- Born: August 8, 1862 California
- Died: May 16, 1915 (aged 52) Tucson

= Minnie A. Weeks Pittock =

Minnie A. Weeks Pittock (August 8, 1862 – May 16, 1915) was an American novelist.

Minnie Amelia Weeks was born on August 8, 1862 in California, the adopted daughter of Reuben Weeks and Clarissa W. Churchill. She married George Washington Pittock and they had one son, Reuben Weeks Pittock.
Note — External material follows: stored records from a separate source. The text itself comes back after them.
PR #3733, opened 2026-06-19
[WHIT-3667] Change veterans finder base_path and title

TonyGDS:
## What

- Move the veterans support finder from `/support-for-veterans` to `/veteran-support-organisations`.
- Change the finder title from "Find support for veterans and their families" to "Find organisations that support veterans and their families".
- Add an optional `publish` argument to the `base_path:edit` rake task so a reslug can be completed (draft + publish) in one step.

## Why

[Jira](https://gov-uk.atlassian.net/browse/WHIT-3667)

## Deploy / post-merge steps

```
publishing_api:publish_finder[veterans_support_organisations]
```

republish/represent each finder document

```
require "rake"
Rails.application.load_tasks
task = Rake::Task["base_path:edit"]

OLD = "/support-for-veterans"
NEW = "/veteran-support-organisations"

published = []; drafted = []; skipped = []

VeteransSupportOrganisation.find_each do |summary|
  content_id = summary.content_id
  locale     = summary.locale

  item      = Services.publishing_api.get_content(content_id, locale:).to_h
  base_path = item["base_path"]
  ordered   = item["state_history"].sort_by { |k, _| Integer(k) }.map(&:last)
  latest    = ordered.last
  previous  = ordered[-2]
  label     = (previous && latest == "draft") ? "#{previous} with new draft" : latest

  unless base_path&.start_with?("#{OLD}/")
    skipped << "#{base_path} (#{label})"
    next
  end

  new_base_path = base_path.sub(OLD, NEW)
  task.reenable

  if latest == "published"
    task.invoke(content_id, locale, new_base_path, "true")
    published << new_base_path
  elsif latest == "draft" && previous != "unpublished"
    task.invoke(content_id, locale, new_base_path)
    drafted << new_base_path
  else
    skipped << "#{base_path} (#{label})"
  end
end

puts "Published #{published.size}:"; puts published
puts "Drafted #{drafted.size}:";     puts drafted
puts "Skipped #{skipped.size}:";     puts skipped
```

### DIFF
--- a/lib/tasks/base_path.rake
+++ b/lib/tasks/base_path.rake
@@ -2,16 +2,22 @@ namespace :base_path do
   # This is equivalent to other Publishing applications' "reslugging" tasks.
   # Once run, it will create a new draft document with the new `base_path`. The published document remains at the old base_path at this point. Your edition is now in a "published with new draft" state.
   # To finish the reslug, you will need to publish the new draft document. This will cause the old document to redirect to the new base_path.
+  # Pass `true` as the final argument to publish the new draft automatically and complete the reslug in one step.
 
   desc "Edits the base_path of a document, given its content_id and the new base_path"
-  task :edit, %i[content_id locale new_base_path] => %i[environment] do |_t, args|
+  task :edit, %i[content_id locale new_base_path publish] => %i[environment] do |_t, args|
     document = Document.find(args[:content_id], args[:locale])
     old_base_path = document.base_path
 
     document.base_path = args[:new_base_path]
     document.update_type = "minor"
-    document.save
+    abort "Failed to save: #{document.errors.full_messages.join(', ')}" unless document.save
 
     puts "#{old_base_path} -> #{document.base_path}"
+
+    if args[:publish] == "true"
+      abort "Failed to publish: #{document.errors.full_messages.join(', ')}" unless document.publish
+      puts "Published #{document.base_path}"
+    end
   end
 end
--- a/spec/lib/tasks/base_path_spec.rb
+++ b/spec/lib/tasks/base_path_spec.rb
@@ -1,0 +1,85 @@
+require "rails_helper"
+
+RSpec.describe "base_path rake tasks", type: :task do
+  describe "base_path:edit" do
+    let(:output) { StringIO.new }
+    let(:task) { Rake::Task["base_path:edit"] }
+    let(:content_id) { SecureRandom.uuid }
+    let(:locale) { "en" }
+    let(:new_base_path) { "/new-finder/example-document" }
+
+    let(:document) do
+      instance_double(
+        Document,
+        base_path: "/old-finder/example-document",
+        :base_path= => nil,
+        :update_type= => nil,
+        save: true,
+        publish: true,
+      )
+    end
+
+    before do
+      $stdout = output
+      task.reenable
+    end
+
+    after { $stdout = STDOUT }
+
+    it "creates a draft at the new base_path" do
+      allow(Document).to receive(:find).with(content_id, locale).and_return(document)
+
+      task.invoke(content_id, locale, new_base_path)
+
+      expect(document).to have_received(:base_path=).with(new_base_path)
+      expect(document).to have_received(:update_type=).with("minor")
+      expect(document).to have_received(:save)
+    end
+
+    it "does not publish when no publish argument is given" do
+      allow(Document).to receive(:find).with(content_id, locale).and_return(document)
+
+      task.invoke(content_id, locale, new_base_path)
+
+      expect(document).not_to have_received(:publish)
+    end
+
+    it "publishes the new draft when publish is 'true'" do
+      allow(Document).to receive(:find).with(content_id, locale).and_return(document)
+
+      task.invoke(content_id, locale, new_base_path, "true")
+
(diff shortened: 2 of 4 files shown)


lauraghiorghisor-tw (changes requested):
I don't think you need to do the second commit. 

If republishing the finder does not republish all docs by default - which i half think it should - try to run  the existing republish. 
```
desc "republish many documents (space separated list of content_id:locale strings)"
  task :many, [:content_ids_and_locales] => :environment do |_, args|
    Republisher.republish_many(
      args.content_ids_and_locales.split(" ")
        .map { |id_and_locale| id_and_locale.split(":") },
    )
  end
```

As a rule, never attempt to re-think republish logic 😅 PERILS AWAIT YOU.

TonyGDS:
Unfortunately this won't work because of how we derive `base_path` in `Document`

```
  def base_path
    if first_draft?
      @base_path = "#{finder_schema.base_path}/#{title.to_url}"
    else
      @base_path
    end
    truncate(@base_path, length: 250, omission: "")
  end
```

It only derives a fresh path on first draft. So we need to run `base_path:edit` which sets the base path directly:

```
document.base_path = args[:new_base_path]
```

Just republishing would publish to the existing path.

As far as the associated documents go, when we change the finder base path, publishing-api calculates the redirects here: https://github.com/alphagov/publishing-api/blob/7e2bf9ef7e7721067a1fc2ef7c2b2ad8aa411c61/app/services/redirect_service.rb#L36-L45

```
  def redirects_for(routes, old_base_path, new_base_path)
    routes.map do |route|
      {
        path: route[:path],
        type: route[:type],
        destination: route[:path].gsub(old_base_path, new_base_path),
      }
    end
  end
```

the routes are for the finder (sent from FinderContentItemPresenter), which are these:

```
def routes
    [
      {
        path: base_path,
        type: "exact",
      },
      {
        path: "#{base_path}.json",
        type: "exact",
      },
      {
        path: "#{base_path}.atom",
        type: "exact",
      },
    ]
  end
```

Only these three routes are updated, nothing beyond the `base_path` i.e. `/support-for-veterans/<doc>`

lib/tasks/base_path.rake
```diff
@@ -13,5 +14,10 @@ namespace :base_path do
     document.save
 
     puts "#{old_base_path} -> #{document.base_path}"
+
+    if args[:publish] == "true"
+      document.publish
```
davidsauntson: Can this fail? If so do you need to do anything here?

davidsauntson (approved):
The changes make sense to me

I'm not sure what the ordering/previous/latest bits are about in the rake task in the PR message, but I'm assuming you've run it ok in integration.

lib/tasks/base_path.rake
TonyGDS: Yes, good pick up, the error will actually get swallowed. I'll add some handling here.

lauraghiorghisor-tw:
> Unfortunately this won't work because of how we derive `base_path` in `Document`

I can see the code, I can understand the point... and pub api may have changed in the meantime... But I swear I have made base path changes and the docs "just worked". 

Commit: `407df181` - just worked https://specialist-publisher.publishing.service.gov.uk/farming-grants

Have you tried it out - just republish a single doc with the finder changes deployed, and after having published the finder?

spec/lib/tasks/base_path_spec.rb
```diff
@@ -0,0 +1,63 @@
...
+
+    it "does not publish when no publish argument is given" do
+      allow(Document).to receive(:find).with(content_id, locale).and_return(document)
+
+      task.invoke(content_id, locale, new_base_path)
+
+      expect(document).not_to have_received(:publish)
+    end
+
+    it "publishes the new draft when publish is 'true'" do
```
lauraghiorghisor-tw, line 47: Can we add an expectation that the update type is minor - this feels dangerous but if minor and no change note I hope it's fine ⭐️

TonyGDS:
> Have you tried it out - just republish a single doc with the finder changes deployed, and after having published the finder?

yes, the republish does not update the base path:

1. Before:
```
> Services.publishing_api.get_content(<content_id>, locale: "en").to_h["base_path"]
=> "/support-for-veterans/op-nova"
```

2. Execute Rake task:
```
bundle exec rake 'republish:many[<content_id>:en]'
```

3. After:
```
> Services.publishing_api.get_content(<content_id>, locale: "en").to_h["base_path"]
=> "/support-for-veterans/op-nova"
```

lauraghiorghisor-tw (approved):
LGTM 

If this is the only way to reslug a finder and its docs, is the script not worth committing as a rake task, as well? Not too bothered about too much refactoring, just inline what you did in the edit rake task.

Slugs are so annoying. So that [base_path](https://github.com/alphagov/specialist-publisher/blob/7c05220879eb9aeb0f0d74fcd050a4b1be217aa0/app/models/document.rb#L98) method basically updates slug all the time when drafting (or state history one or shorter?????), otherwise pushes onto the same path? 🤔 I guess that's in line with slug behaviours elsewhere 😮‍💨

[Continues feeling gaslighted by SP, because I thought this worked in the past. Maybe we just happened to have short histories on documents we ran republish for, or maybe we just changed base path while the finder was still in draft.]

She published a feminist utopian novel, The God of Civilization: A Romance (1890), under the name M. A. Pittock. Pittock's "God of Civilization" is money and how it controls people, particularly women. The novel is set on the idyllic South Seas island of Kaahlanai, where women choose their mates and men are forced to submit upon pain of death. A group of Americans are shipwrecked on the island and embrace the native customs, including twenty year old Mabel Miller, who (in a depiction that was daring for its time) enters an interracial marriage with Kaahlanai native Akleha, who is described as a "black Apollo." Pittock contrasts Miller with her cousin Lucy Maynard, who is trapped in a miserable society marriage in San Francisco. Mabel returns to the US with Akleha, but eventually they return to Kaahlanai with Lucy and her child.

Another novel by Pittock called Was He A Leper? was announced as forthcoming, but it is not known if this was ever published.

Minnie A. Weeks Pittock died on 16 May 1915 in Tucson, Arizona.